# Deaths that piss you off (Major spoilers)



## mpomnibus (Oct 31, 2010)

Okay, I have read almost every book warhammer has ever made and sometimes the characters in the book that you have started liking die in some stupid ways. 

I just want to see what other people think about that. Just put it in a spoiler tag so we don't ruin someones book exp and just explain who died and why you thought it was stupid.

Like mine for example would be in the book dark creed


When Burias and the chapter master fought, I was thinking okay chapter master in termy armor is auto win but he loses because blood gets in his eyes and he blinks then dies. Was so pissed


----------



## Mossy Toes (Jun 8, 2009)

The thing that pisses me off about the dozens of BL books I've read is that _not enough_ characters die in ways that piss people off. This is supposed to be a galaxy full of the deadliest conflicts imaginable--I want more deaths of characters we care about! More! More! MORE!


----------



## Kickback (May 9, 2008)

I think this one is worse than the others I can think of;



A fully armoured custode being gutted and hacinh his spine crushed via a WE's un-armoured hands in Outcast Dead, complete bs


----------



## Brother Lucian (Apr 22, 2011)

Kickback said:


> I think this one is worse than the others I can think of;
> 
> 
> 
> A fully armoured custode being gutted and hacinh his spine crushed via a WE's un-armoured hands in Outcast Dead, complete bs



Granted said custode was on that duty because he had injuries that dramatically impeded him.

But I think its refreshing with less plot armor around.


----------



## Barnster (Feb 11, 2010)

My latest also comes from Outcast Dead



The ending of the EC was a joke, Wheres he gone? oh he died? What? how? he was hit in the shoulder?! This guy is a marine, I've seen guardsmen survive worse


----------



## Brother Lucian (Apr 22, 2011)

Barnster said:


> My latest also comes from Outcast Dead
> 
> 
> 
> The ending of the EC was a joke in Outcast dead, I was like wheres he gone? oh he died? What how? This guy is a marine, I've seen guardsmen survive worse




My own impression of the ends of the Outcast Dead, was that their harsh and sudden deaths was a testament to the sheer undilluted power of Babu Dhakal and Ghota, that they were woefully outclassed. Like a single marine going up against a Primarch.

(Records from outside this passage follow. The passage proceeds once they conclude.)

Issue #644, opened 2023-12-15
`ManagedEnvironment` can't be opened to pull if sync branch diverged


ysndr:
Flox is unable to open an environment that has recently been pushed from machine A, and later diverged due to another clone force pushing to floxhub, which is pulled on machine A in a different instance of the environment.

```
Could not open environment: can't find environment at revision specified in lockfile; this could have been caused by force pushing
```

This originates in https://github.com/flox/flox/blob/8084f6673d13125557409e5f87033d54f343dae5/cli/flox-rust-sdk/src/models/environment/managed_environment.rs#L532-L565

```mermaid
sequenceDiagram
    participant MA as Machine A
    participant FH as floxhub
    participant MB as Machine B

    MA->>MA: init
    MA->>FH: push
    FH->>MB: pull
    MA->>MA: install `bat`
    MA->>FH: push    
    MB->>MB: install `helix`
	Note left of MB: now diverged from Machine A and floxhub
    MB->>FH: push --force
	FH->>MA: (somewhere else on machine A) pull 

	Note right of MA: sync branch now diverged from original project branch on machine A

    FH->>MA: (in the original directory) pull
    Note left of MA: this fails as expected
    rect rgb(255, 15, 00)
    FH->>MA: pull --force
    Note left of MA: this fails unexpectedly with
end
```

PR #645, opened 2023-12-15
fix: try find locked rev on project branch if sync branch diverged

ysndr:
closes https://github.com/flox/flox/issues/644

### DIFF
--- a/cli/flox-rust-sdk/src/models/environment/managed_environment.rs
+++ b/cli/flox-rust-sdk/src/models/environment/managed_environment.rs
@@ -568,11 +568,21 @@ impl ManagedEnvironment {
                             _ => ManagedEnvironmentError::Git(err),
                         })?;
                 }
-                // if it still doesn't exist after fetching, error
+                // If it still doesn't exist after fetching,
+                // the upstream branch has diverged from the local branch.
                 let in_remote = floxmeta
                     .git
                     .branch_contains_commit(&lock.rev, &remote_branch)
                     .map_err(ManagedEnvironmentError::Git)?;
+
+                if in_remote {
+                    return Ok(lock);
+                }
+
+                // locked reference not found in remote/sync branch
+                // check if it's in the project's branch.
+                // If the project's branch doesn't exist, or the project was moved,
+                // this will still fail to resolve.
 
                 let local_branch = branch_name(&flox.system, pointer, dot_flox_path);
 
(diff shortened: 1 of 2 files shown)


cli/flox-rust-sdk/src/models/environment/managed_environment.rs
```diff
@@ -554,13 +556,28 @@ impl ManagedEnvironment {
                         })?;
                 }
                 // if it still doesn't exist after fetching, error
-                if !floxmeta
+                let in_remote = floxmeta
                     .git
                     .branch_contains_commit(&lock.rev, &remote_branch)
-                    .map_err(ManagedEnvironmentError::Git)?
-                {
+                    .map_err(ManagedEnvironmentError::Git)?;
```
mkenigs, line 562: suggestion nonblocking: return lock at this point if `in_remote`

cli/flox-rust-sdk/src/models/environment/managed_environment.rs
```diff
@@ -554,13 +556,28 @@ impl ManagedEnvironment {
                         })?;
                 }
                 // if it still doesn't exist after fetching, error
-                if !floxmeta
+                let in_remote = floxmeta
```
mkenigs, line 559: blocking: comments need to be updated. An edge case I don't think this handles (which might be worth mentioning, but probably not fixing), is that if a managed environment is in the state fixed by this PR, but it gets moved to another directory, it will be impossible to open it.

mkenigs (changes requested):
Sorry I missed this last week!

cli/flox-rust-sdk/src/models/environment/managed_environment.rs
```diff
@@ -566,14 +568,39 @@ impl ManagedEnvironment {
...
+                    .has_branch(&local_branch)
+                    .map_err(ManagedEnvironmentError::CheckBranchExists)?;
+
+                let in_local = has_branch
+                    && floxmeta
+                        .git
+                        .branch_contains_commit(&lock.rev, &local_branch)
+                        .map_err(ManagedEnvironmentError::Git)?;
+
+                if !in_remote && !in_local {
```
mkenigs, line 600:
```suggestion
                if !in_local {
```

ysndr: yeah !in_remote is implied but i think its good for clarity (i'd otherwise add a comment saying the same)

The end utterly predictable.


----------



## WaLkAwaY (Dec 5, 2012)

Nice idea for a thread.

One of mine would have to take place in the book "The Guns Of Tanith".



When Try Again Bragg is killed by trooper Cuu.


----------



## ckcrawford (Feb 4, 2009)

The butchering of Honsou's entire Iron Warrior possie.


----------



## Kickback (May 9, 2008)

Brother Lucian said:


> Granted said custode was on that duty because he had injuries that dramatically impeded him.
> 
> But I think its refreshing with less plot armor around.


Just went and got the book then and in it says 

The after effects of the injury had reduced his reflexive response times to a level below the minimum required for front line service p.196


Just 'a level below' no mention of dramatically impeding him, and certainly not in such a way that an un-armed marine could do that, if that was the case why use swords at all?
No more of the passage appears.